-- Problem to solve --
Which lines of the material hold the word "rawScheduleExpression"? Copy each one.

-- Information supplied --
PR #14156, opened 2025-04-02
fix: codegen custom resources and added function scheduling

bzsurbhi:
#### Description of changes

**Codegen custom resource**

Copy custom/ folder from gen1 -> gen2
Update cdk-stack.ts file to remove @aws-amplify/cli-extensibility-helper dependency
-- Check for existence of AmplifyHelpers.addResourceDependency and throw an error if found (errorMessage to be updated)
-- Replace AmplifyHelpers.getProjectInfo() with {envName: 'envName', projectName: 'projectName'}
-- Replace AmplifyHelpers.AmplifyResourceProps with {category: 'custom', resourceName: resource}
-- Remove the import statement import * as AmplifyHelpers from '@aws-amplify/cli-extensibility-helper';

**Add scheduling in functions**
#### Checklist

- [x] PR description included
- [x] `yarn test` passes

### DIFF
--- a/packages/amplify-gen2-codegen/src/function/source_builder.ts
+++ b/packages/amplify-gen2-codegen/src/function/source_builder.ts
@@ -159,7 +159,9 @@ export function createFunctionDefinition(
   if (definition?.schedule) {
     const rawScheduleExpression = definition.schedule;
     let scheduleExpression: string | undefined;
-    const scheduleValue = rawScheduleExpression.match(/\(([^)]+)\)/)?.[1];
+    const startIndex = rawScheduleExpression.indexOf('(') + 1;
+    const endIndex = rawScheduleExpression.lastIndexOf(')');
+    const scheduleValue = startIndex > 0 && endIndex > startIndex ? rawScheduleExpression.slice(startIndex, endIndex) : undefined;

-- Output for this exercise --
     const rawScheduleExpression = definition.schedule;
-    const scheduleValue = rawScheduleExpression.match(/\(([^)]+)\)/)?.[1];
+    const startIndex = rawScheduleExpression.indexOf('(') + 1;
+    const endIndex = rawScheduleExpression.lastIndexOf(')');
+    const scheduleValue = startIndex > 0 && endIndex > startIndex ? rawScheduleExpression.slice(startIndex, endIndex) : undefined;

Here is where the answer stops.